▸ Problem to solve
All of the data should be restated word for word.

--- Data to process Enclosed Below ---

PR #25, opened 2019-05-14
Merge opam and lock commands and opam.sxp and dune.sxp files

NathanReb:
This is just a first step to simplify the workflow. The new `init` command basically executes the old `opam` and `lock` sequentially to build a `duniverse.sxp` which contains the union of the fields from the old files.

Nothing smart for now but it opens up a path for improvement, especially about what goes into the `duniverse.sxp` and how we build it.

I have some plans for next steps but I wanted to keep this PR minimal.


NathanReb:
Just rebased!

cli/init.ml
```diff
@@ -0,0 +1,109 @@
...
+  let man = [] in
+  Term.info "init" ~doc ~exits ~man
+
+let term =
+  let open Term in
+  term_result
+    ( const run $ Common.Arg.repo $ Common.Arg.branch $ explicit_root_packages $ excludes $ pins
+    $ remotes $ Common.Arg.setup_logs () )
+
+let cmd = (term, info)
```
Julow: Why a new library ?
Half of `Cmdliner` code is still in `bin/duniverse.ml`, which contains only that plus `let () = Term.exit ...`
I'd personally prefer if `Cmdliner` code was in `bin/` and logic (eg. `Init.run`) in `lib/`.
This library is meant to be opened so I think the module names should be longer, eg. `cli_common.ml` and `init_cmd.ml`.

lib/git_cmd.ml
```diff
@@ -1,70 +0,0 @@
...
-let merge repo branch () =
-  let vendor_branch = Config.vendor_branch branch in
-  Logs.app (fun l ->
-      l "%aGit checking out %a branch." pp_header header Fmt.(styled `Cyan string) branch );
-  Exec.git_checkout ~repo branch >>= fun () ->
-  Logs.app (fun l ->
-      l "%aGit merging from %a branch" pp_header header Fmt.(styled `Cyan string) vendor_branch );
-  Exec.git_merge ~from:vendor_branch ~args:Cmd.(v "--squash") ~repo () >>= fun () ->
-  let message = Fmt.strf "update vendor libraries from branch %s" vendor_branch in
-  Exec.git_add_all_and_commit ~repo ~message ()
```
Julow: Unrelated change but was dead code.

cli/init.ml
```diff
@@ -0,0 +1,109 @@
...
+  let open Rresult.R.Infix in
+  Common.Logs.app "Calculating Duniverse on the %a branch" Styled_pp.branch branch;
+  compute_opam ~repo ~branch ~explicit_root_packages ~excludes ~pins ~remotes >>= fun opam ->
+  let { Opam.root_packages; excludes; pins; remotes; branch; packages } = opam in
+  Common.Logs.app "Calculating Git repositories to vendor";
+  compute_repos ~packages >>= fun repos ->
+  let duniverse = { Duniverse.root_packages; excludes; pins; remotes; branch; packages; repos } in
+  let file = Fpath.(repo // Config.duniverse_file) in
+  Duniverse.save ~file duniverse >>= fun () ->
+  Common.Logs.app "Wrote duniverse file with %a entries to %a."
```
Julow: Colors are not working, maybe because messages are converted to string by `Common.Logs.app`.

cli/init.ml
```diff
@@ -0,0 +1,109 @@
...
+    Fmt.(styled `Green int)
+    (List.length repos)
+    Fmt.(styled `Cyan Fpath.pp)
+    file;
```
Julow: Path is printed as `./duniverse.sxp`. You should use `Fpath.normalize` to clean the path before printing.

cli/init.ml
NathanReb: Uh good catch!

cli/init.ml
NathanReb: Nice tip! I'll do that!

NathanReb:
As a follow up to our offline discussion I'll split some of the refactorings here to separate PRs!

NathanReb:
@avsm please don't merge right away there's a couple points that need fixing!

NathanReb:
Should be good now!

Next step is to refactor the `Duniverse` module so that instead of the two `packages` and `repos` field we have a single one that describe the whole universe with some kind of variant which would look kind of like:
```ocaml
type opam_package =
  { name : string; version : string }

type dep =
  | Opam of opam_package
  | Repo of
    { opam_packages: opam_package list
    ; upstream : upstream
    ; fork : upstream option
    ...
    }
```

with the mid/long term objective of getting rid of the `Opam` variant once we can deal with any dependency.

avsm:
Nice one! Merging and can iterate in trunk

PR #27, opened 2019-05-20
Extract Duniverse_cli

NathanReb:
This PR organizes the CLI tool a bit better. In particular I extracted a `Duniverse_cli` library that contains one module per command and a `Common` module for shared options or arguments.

--- End of Enclosed Data to process ---

▸ Solution for this problem
PR #25, opened 2019-05-14
Merge opam and lock commands and opam.sxp and dune.sxp files

NathanReb:
This is just a first step to simplify the workflow. The new `init` command basically executes the old `opam` and `lock` sequentially to build a `duniverse.sxp` which contains the union of the fields from the old files.

Nothing smart for now but it opens up a path for improvement, especially about what goes into the `duniverse.sxp` and how we build it.

I have some plans for next steps but I wanted to keep this PR minimal.


NathanReb:
Just rebased!

cli/init.ml
```diff
@@ -0,0 +1,109 @@
...
+  let man = [] in
+  Term.info "init" ~doc ~exits ~man
+
+let term =
+  let open Term in
+  term_result
+    ( const run $ Common.Arg.repo $ Common.Arg.branch $ explicit_root_packages $ excludes $ pins
+    $ remotes $ Common.Arg.setup_logs () )
+
+let cmd = (term, info)
```
Julow: Why a new library ?
Half of `Cmdliner` code is still in `bin/duniverse.ml`, which contains only that plus `let () = Term.exit ...`
I'd personally prefer if `Cmdliner` code was in `bin/` and logic (eg. `Init.run`) in `lib/`.
This library is meant to be opened so I think the module names should be longer, eg. `cli_common.ml` and `init_cmd.ml`.

lib/git_cmd.ml
```diff
@@ -1,70 +0,0 @@
...
-let merge repo branch () =
-  let vendor_branch = Config.vendor_branch branch in
-  Logs.app (fun l ->
-      l "%aGit checking out %a branch." pp_header header Fmt.(styled `Cyan string) branch );
-  Exec.git_checkout ~repo branch >>= fun () ->
-  Logs.app (fun l ->
-      l "%aGit merging from %a branch" pp_header header Fmt.(styled `Cyan string) vendor_branch );
-  Exec.git_merge ~from:vendor_branch ~args:Cmd.(v "--squash") ~repo () >>= fun () ->
-  let message = Fmt.strf "update vendor libraries from branch %s" vendor_branch in
-  Exec.git_add_all_and_commit ~repo ~message ()
```
Julow: Unrelated change but was dead code.

cli/init.ml
```diff
@@ -0,0 +1,109 @@
...
+  let open Rresult.R.Infix in
+  Common.Logs.app "Calculating Duniverse on the %a branch" Styled_pp.branch branch;
+  compute_opam ~repo ~branch ~explicit_root_packages ~excludes ~pins ~remotes >>= fun opam ->
+  let { Opam.root_packages; excludes; pins; remotes; branch; packages } = opam in
+  Common.Logs.app "Calculating Git repositories to vendor";
+  compute_repos ~packages >>= fun repos ->
+  let duniverse = { Duniverse.root_packages; excludes; pins; remotes; branch; packages; repos } in
+  let file = Fpath.(repo // Config.duniverse_file) in
+  Duniverse.save ~file duniverse >>= fun () ->
+  Common.Logs.app "Wrote duniverse file with %a entries to %a."
```
Julow: Colors are not working, maybe because messages are converted to string by `Common.Logs.app`.

cli/init.ml
```diff
@@ -0,0 +1,109 @@
...
+    Fmt.(styled `Green int)
+    (List.length repos)
+    Fmt.(styled `Cyan Fpath.pp)
+    file;
```
Julow: Path is printed as `./duniverse.sxp`. You should use `Fpath.normalize` to clean the path before printing.

cli/init.ml
NathanReb: Uh good catch!

cli/init.ml
NathanReb: Nice tip! I'll do that!

NathanReb:
As a follow up to our offline discussion I'll split some of the refactorings here to separate PRs!

NathanReb:
@avsm please don't merge right away there's a couple points that need fixing!

NathanReb:
Should be good now!

Next step is to refactor the `Duniverse` module so that instead of the two `packages` and `repos` field we have a single one that describe the whole universe with some kind of variant which would look kind of like:
```ocaml
type opam_package =
  { name : string; version : string }

type dep =
  | Opam of opam_package
  | Repo of
    { opam_packages: opam_package list
    ; upstream : upstream
    ; fork : upstream option
    ...
    }
```

with the mid/long term objective of getting rid of the `Opam` variant once we can deal with any dependency.

avsm:
Nice one! Merging and can iterate in trunk

PR #27, opened 2019-05-20
Extract Duniverse_cli

NathanReb:
This PR organizes the CLI tool a bit better. In particular I extracted a `Duniverse_cli` library that contains one module per command and a `Common` module for shared options or arguments.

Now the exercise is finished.